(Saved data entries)
PR #2933, opened 2022-01-25
OBAM-118 Added request from ward w/stocklist - data entry for inventory

MagdaToczek:


src/js/components/stock-movement-wizard/request/AddItemsPage.jsx
```diff
@@ -514,12 +655,23 @@ class AddItemsPage extends Component {
     }
   }
 
+  getIsRequestFromWard() {
+    this.setState({
+      isRequestFromWard: this.props.currentLocationId === this.state.values.destination.id && this.state.values.destination.type === 'WARD',
```
awalkowiak, line 660: This should be done in the `fetchAddItemsPageData` instead of in a separate method like this.

awalkowiak (changes requested):

src/js/components/stock-movement-wizard/request/AddItemsPage.jsx
MagdaToczek: done

awalkowiak (approved):

pmuchowski (approved):

PR #2935, opened 2022-01-26
OBPIH-4218 Fix logging includes.

mdpearson:
Oops! The previous PR removed a log that was in use, and kept one that was a no-op.

Testing: I checked that this change restores the liquibase changelog files via `jar tf`, and verified that the resultant warfile launches successfully with Tomcat 7 on my machine.


awalkowiak (approved):

awalkowiak:
@mdpearson thanks for the fix. I did not notice it at first, and I reverted the previous one, but I reverted the revert (by force pushing :hand_over_mouth:) and merged this one. Unfortunately, the bamboo is pausing, so we have to wait for it to come back, to rebuild the obdev.

PR #2940, opened 2022-01-26
OBDX-9 T5. Add a flag stating "Sync with Stocks-Up" to the products

chetanmaharishi:
T5. Add a flag stating "Sync with Stocks-Up" to the products. In this way the WMS can be also used for products that have nothing to do with Stocks-Up and we'll be able to distinguish between them.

# TASK ITEM
Copy each line of the records that contains the word "done".

# ANSWER BOX
awalkowiak, line 660: This should be done in the `fetchAddItemsPageData` instead of in a separate method like this.
MagdaToczek: done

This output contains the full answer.